◆ What needs to be done:
From the entries below, report how many lines contain the string "args". Only the number is wanted.
================
PR #42, opened 2015-03-25
Embed tracking pixel from api headers

ajacksified:
Also did a little cleanup.

Don't merge until https://github.com/reddit/reddit-public/pull/3411 (add "Access-Control-Expose-Headers" to responses, which will let us actually read the XHR headers we need)

### DIFF
--- a/assets/js/client.es6.js
+++ b/assets/js/client.es6.js
@@ -103,7 +103,12 @@ function initialize(bindLinks) {
       });
     }
 
+    // Don't re-render tracking pixel on first load. App reads from state
+    // (bootstrap) on first load, so override state, and then set the proper
+    // config value after render.
+    app.setState('renderTracking', false);
     app.render(fullPathName(), true);
+    app.config.renderTracking = true;
   });
 }
 
--- a/src/routes.jsx
+++ b/src/routes.jsx
@@ -40,12 +40,6 @@ var Layout;
 import BodyLayoutFactory from './views/layouts/BodyLayout';
 var BodyLayout;
 
-function wrap(fn, ctx, ...args) {
-  return new Promise(function(resolve, reject) {
-    fn.apply(ctx, args).then(resolve, reject);
-  });
-}
-
 // The main entry point to this file is the routes function. It will call the
 // React factories to get at the mutated react elements, and map routes.
 function routes(app) {
@@ -77,6 +71,7 @@ function routes(app) {
       params: ctx.params,
       api: app.V1Api(ctx.token),
       url: ctx.url,
+      renderTracking: app.getConfig('renderTracking'),
     };
 
     return Object.assign({}, defaultProps, ctx.props, props);
@@ -99,9 +94,12 @@ function routes(app) {
       sort: sort,
     });
 
-    var data = yield wrap(IndexPage.populateData, this, props.api, props, this.renderSynchronous, this.useCache);
+    var data = yield IndexPage.populateData(props.api, props, this.renderSynchronous, this.useCache);
 
-    props = Object.assign({}, data, props);
+    props = Object.assign({
+      data: data,
+      app: app,
+    }, props);
 
     try {
       var key = 'index-' + (this.params.subreddit || '') + stringify(this.query);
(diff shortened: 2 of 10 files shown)


btholt:
:fish:

ajacksified:
@btholt - ended up rewriting everything, if you could review again.

Depends on https://github.com/reddit/snoode/pull/5

assets/js/client.es6.js
```diff
@@ -103,7 +103,12 @@ function initialize(bindLinks) {
       });
     }
 
+    // Don't re-render tracking pixel on first load. App reads from state
+    // (bootstrap) on first load, so override state, and then set the proper
+    // config value after render.
+    app.setState('renderTracking', false);
```
ajacksified: Should fix this hackiness soon.

ajacksified:
Ended up rewriting most of it due to a snoode upgrade that made it cleaner to read metadata on the client side.

:eyeglasses: @btholt

btholt:
Can you fix `"reddit-mobile-plugin-metrics": "1.1.0",` to say `"reddit-mobile-plugin-metrics": "1.0.1",` in `package.json` (version number needs to be changed.) Just discovered it's not right.

src/routes.jsx
```diff
@@ -196,8 +197,10 @@ function routes(app) {
 
     var data = yield UserGildPage.populateData(props.api, props, this.renderSynchronous, this.useCache);
 
-    props = Object.assign({}, data, props);
-    props.app = app;
+    props = Object.assign({
```
btholt: Neat. Didn't know about `Object.assign`.

src/views/components/TrackingPixel.jsx
```diff
@@ -0,0 +1,29 @@
...
+  shouldComponentUpdate (nextProps, nextState) {
+    return false;
+  }
+
+  render () {
+    if (this.props.url) {
+      var trackingUrl = this.props.url + '&' + Math.random();
+
+      return (
+        <img src={ trackingUrl } style={{ display: 'none' }} width='0' height='0' />
```
btholt: I don't really know too much about tracking pixels, but the way I understand it, browsers will not request images if they display none and/or if they have no height/width which is why people will make them 1x1 and `position: absolute; top: -999px; left: -999px;`. Does that apply here?

ajacksified: I haven't seen that; chrome has been requesting the image. I'll check in firefox / safari to be sure.

src/views/pages/index.jsx
```diff
@@ -163,17 +181,15 @@ class IndexPage extends React.Component {
     }
 
     // Initialized with data already.
-    if (typeof props.listings !== 'undefined') {
-      api.hydrate('links', options, props.listings);
+    if (props.data && typeof props.data.data !== 'undefined') {
```
btholt: Are you using `typeof` here because `null`, `false`, or `0` mean something else? Otherwise, wouldn't `props.data && props.data.data` would work, right?

ajacksified: Nope - using it because `[]` is false.

src/views/components/TrackingPixel.jsx
spladug: I don't know if it matters, but if you want to be consistent with reddit.com's use of the pixels, it does:

```javascript
var img = new Image()
img.src = 'url'
```

ajacksified: All of the browsers appear to be requesting the pixel as written.

src/views/pages/index.jsx
btholt: I'm still a little lost on this. So `[]` should be considered false as well and thus should enter the block to hydrate? Or `[]` should be considered falsey and should move on because it has something there?

ajacksified: Having `[]` shows that you have data from an api call which returned an empty data set. (Or, having `null` means you made an api call to retrieve a resource at a specific id, and it returned nothing at that id.)

It should only continue in the case that you aren't calling this function with a response pre-loaded - which would cause this field to be `undefined`, rather than `[]` or `null`.

ajacksified: Having said all of that, this could probably be condensed down to `if props.data` by itself; `data` should be undefined (falsey) or it should include hydrated data.

ajacksified:
@btholt - metrics [should be v1.1.0](https://github.com/reddit/reddit-mobile-plugin-metrics/commit/b3b496c3de77974e39fa13135150fa2acae84f56)

btholt:
Then we should publish it to [npm](https://www.npmjs.com/package/reddit-mobile-plugin-metrics). :smile:

src/views/pages/index.jsx
btholt: Oh, okay. That makes sense. So we're specifically trying to avoid entering the block on `null`. That's what I was confused about. Sounds good.

ajacksified:
Whoops. Done!

btholt:
:fish:

PR #43, opened 2015-03-30
Style polish

ajacksified:
:eyeglasses: @danehansen or @btholt 

Fixes:

* Expand area under top bar to vertical height of 36px (currently at 30)
* List view headlines should be 18px Arial regular (appearing 14px bold on iOS)
* Subreddit titles should be Arial regular (currently Arial bold)
* Remove self.subreddit text from all list view posts
* Reduce vertical space between list item entries from 19px to 8px
* Remove stroke from edge of burder menu
* OP's username should be in bold rather than have blue box around it


btholt:
:fish: LGTM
================
◆ Reply to the exercise:
2